OphMAE: Bridging Volumetric and Planar Imaging with a Foundation Model for Adaptive Ophthalmological Diagnosis
Tienyu Chang, Zhen Chen, Renjie Liang, Jinyu Ding, Jie Xu, Sunu Mathew, Amir Reza Hajrasouliha, Andrew J. Saykin, Ruogu Fang, Yu Huang, Jiang Bian, Qingyu Chen

TL;DR
OphMAE is a novel foundation model that effectively combines 3D and 2D ophthalmic imaging modalities, achieving state-of-the-art diagnostic performance and robustness across diverse tasks and limited data scenarios.
Contribution
This work introduces OphMAE, a multi-modal foundation model with a cross-modal fusion architecture, enabling adaptive ophthalmic diagnosis using volumetric and planar OCT images.
Findings
Achieved 96.9% AUC for AMD diagnosis.
Maintains 93.7% AUC with single 2D modality inputs.

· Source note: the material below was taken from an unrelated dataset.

PR #1740, opened 2023-12-05
Trends Cronjob & General Cronjob House Cleaning

edamboritz:
This PR simply adds another cronjob in the helm chart. 

It adds a manifest file for the cronjob `trends.yaml` and a corresponding script `recalculate_trends.py`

Retains 95.7% AUC with only 500 labeled samples.
Abstract
The advent of foundation models has heralded a new era in medical artificial intelligence (AI), enabling the extraction of generalizable representations from large-scale unlabeled datasets. However, current ophthalmic AI paradigms are predominantly constrained to single-modality inference, thereby creating a dissonance with clinical practice where diagnosis relies on the synthesis of complementary imaging modalities. Furthermore, the deployment of high-performance AI in resource-limited settings is frequently impeded by the unavailability of advanced three-dimensional imaging hardware. Here, we present the Ophthalmic multimodal Masked Autoencoder (OphMAE), a multi-imaging foundation model engineered to synergize the volumetric depth of 3D Optical Coherence Tomography (OCT) with the planar context of 2D en face OCT. By implementing a novel cross-modal fusion architecture and a unique…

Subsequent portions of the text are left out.